• _Problem to work on_
Return each line in the records below that includes "Guide".

(Data records begins)

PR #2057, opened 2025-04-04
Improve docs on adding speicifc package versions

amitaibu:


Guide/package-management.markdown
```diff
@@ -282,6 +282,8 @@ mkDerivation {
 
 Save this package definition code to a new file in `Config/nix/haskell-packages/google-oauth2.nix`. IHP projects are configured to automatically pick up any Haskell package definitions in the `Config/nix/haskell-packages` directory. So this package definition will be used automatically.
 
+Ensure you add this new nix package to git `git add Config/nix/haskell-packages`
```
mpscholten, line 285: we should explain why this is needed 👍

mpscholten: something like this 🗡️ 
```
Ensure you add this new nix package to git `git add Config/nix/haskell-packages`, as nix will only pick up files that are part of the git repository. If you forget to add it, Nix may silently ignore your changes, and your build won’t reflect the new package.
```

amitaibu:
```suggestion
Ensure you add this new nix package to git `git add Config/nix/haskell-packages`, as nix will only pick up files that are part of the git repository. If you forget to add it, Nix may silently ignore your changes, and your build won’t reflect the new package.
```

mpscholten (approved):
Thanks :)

(Data records ends)
(Data records begins)

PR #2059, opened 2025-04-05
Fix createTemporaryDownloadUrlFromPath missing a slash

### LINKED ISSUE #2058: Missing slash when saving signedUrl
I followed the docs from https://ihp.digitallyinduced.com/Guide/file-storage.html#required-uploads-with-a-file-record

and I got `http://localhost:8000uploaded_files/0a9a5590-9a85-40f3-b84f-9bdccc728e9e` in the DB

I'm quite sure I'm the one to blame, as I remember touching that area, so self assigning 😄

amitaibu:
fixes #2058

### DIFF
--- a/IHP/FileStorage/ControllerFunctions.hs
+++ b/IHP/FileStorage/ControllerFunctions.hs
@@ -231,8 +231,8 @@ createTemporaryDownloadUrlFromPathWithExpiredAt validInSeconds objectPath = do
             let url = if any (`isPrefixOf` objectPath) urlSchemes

(Data records ends)

• _Reply to the exercise_
Guide/package-management.markdown
I followed the docs from https://ihp.digitallyinduced.com/Guide/file-storage.html#required-uploads-with-a-file-record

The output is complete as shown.